Question

Adding Consensus Numbering To An Antibody Amino Acid Sequence In Biopython

1

Entering edit mode

13.7 years ago

Jared Sampson ▴ 10

I would like to add the consensus numbering, as determined by Andrew Smith's Abnum utility, to a Biopython Seq object. After browsing the Biopython Tutorial and Cookbook and Bio module source for a while, and several hours of Google searching over a few days, I haven't been able to find a clear answer on whether this is possible.

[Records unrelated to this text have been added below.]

PR #419, opened 2022-03-22
feat: Add support for overriding kratos deployment entrypoint (to allow sourcing DB credentials dynamically)

eh-steve:
Update kratos helm chart to allow overriding default entrypoint to support exporting environment variables using dynamic secrets.

The immediate use case is for getting a dynamic DB connection string issued by Hashicorp Vault, instead of a static kubernetes secret. 

## Checklist

      and signed the CLA.
      introduces a new feature.
      the changes.
      works.
      appropriate).

### DIFF
--- a/helm/charts/kratos/templates/deployment.yaml
+++ b/helm/charts/kratos/templates/deployment.yaml
@@ -93,14 +93,14 @@ spec:
           image: {{ include "kratos.image" . }}
           imagePullPolicy: {{ include "kratos.imagePullPolicy" . }}
           command:
-          {{ if not (empty .Values.deployment.overrideArgs.command) }}
-{{ toYaml .Values.deployment.overrideArgs.command | indent 12 }}
+          {{ if .Values.deployment.customCommand }}
+{{ tpl .Values.deployment.customCommand . | indent 12 }}
           {{ else }}
             - kratos
           {{ end }}
           args:
-          {{ if not (empty .Values.deployment.overrideArgs.args) }}
-{{ toYaml .Values.deployment.overrideArgs.args | indent 12 }}
+          {{ if .Values.deployment.customArgs }}
+{{ tpl .Values.deployment.customArgs . | indent 12 }}
           {{ else }}
             - serve
             - all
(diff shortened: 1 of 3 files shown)


helm/charts/kratos/templates/deployment.yaml
```diff
@@ -93,8 +93,15 @@ spec:
           image: {{ include "kratos.image" . }}
           imagePullPolicy: {{ include "kratos.imagePullPolicy" . }}
           command:
+          {{ if not (empty .Values.deployment.overrideArgs.command) }}
```
Demonsthere, line 96: The check is redundant, you should be able to use just `if .Values.deployment.overrideArgs.command`

helm/charts/kratos/values.yaml
```diff
@@ -185,6 +185,13 @@ deployment:
   # - --sqa-opt-out
   extraArgs: []
 
+  # Set these to override the entrypoint of the deployment container
+  # (e.g. to source dynamic secrets or export environment dynamic variables)
+  overrideArgs:
+    command: []
```
Demonsthere, line 191: Not sure if an array is a good idea here. For more complex scenarios, passing a multiline string like 
```yaml
command: |
  - some very complex
  - stuff that requires {{ .Values.other.stuff }}
```

and then calling `toYaml | tpl` might be better

Demonsthere (changes requested):
Hi there, thanks for the PR!

I see the benefit of such an option, but have some remarks. 
- For consistency, I'd prefer to include it in all charts, and not only one
- In charts that have several deployment objects (deployment/statefulset/jobs) it would be smart to have it per type
- I think a better naming convention would be `customComand` and `customArgs`

helm/charts/kratos/values.yaml
Demonsthere: Please refer to the [Kartos chart](https://github.com/ory/k8s/blob/master/helm/charts/kratos/templates/deployment.yaml#L47-L51) how we handle similar parsing issues and how to [use it in values](https://github.com/ory/k8s/blob/master/.circleci/values/kratos.yaml#L83-L92)

adamstrawson:
Has there been any further progress on this? Looking to include the same behaviour in some other charts, and waiting for this to be completed so I can follow the same method for consistency.

eh-steve:
Sorry about that, we ended up implementing a few more changes in another working branch but forgot to bring them into this one - will update

Demonsthere:
Closing due to https://github.com/ory/k8s/pull/504 implementing similar feature set :)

The end goal is to create a Django web app to compare various antibody sequences with their germline counterparts and, eventually, structural information. For this, it will be helpful to have not only the index of the residue in the sequence, but the Kabat (or Chothia, etc.) position as well.

For example, the Abnum output for an antibody light chain with the amino acid sequence SYVLTQPPSVS... looks like this:

L1 S
L2 Y
L3 V
L4 L
L5 T
L6 Q
L7 P
L8 P
L9 S
L10 -
L11 V
L12 S
...

The trouble lies in the gaps (e.g. L10 -) and insertions (e.g. H99, H100, H100A ... H100G, H101 ). To properly refer to a residue (particularly when using the structural info), I need to be able to use its consensus number.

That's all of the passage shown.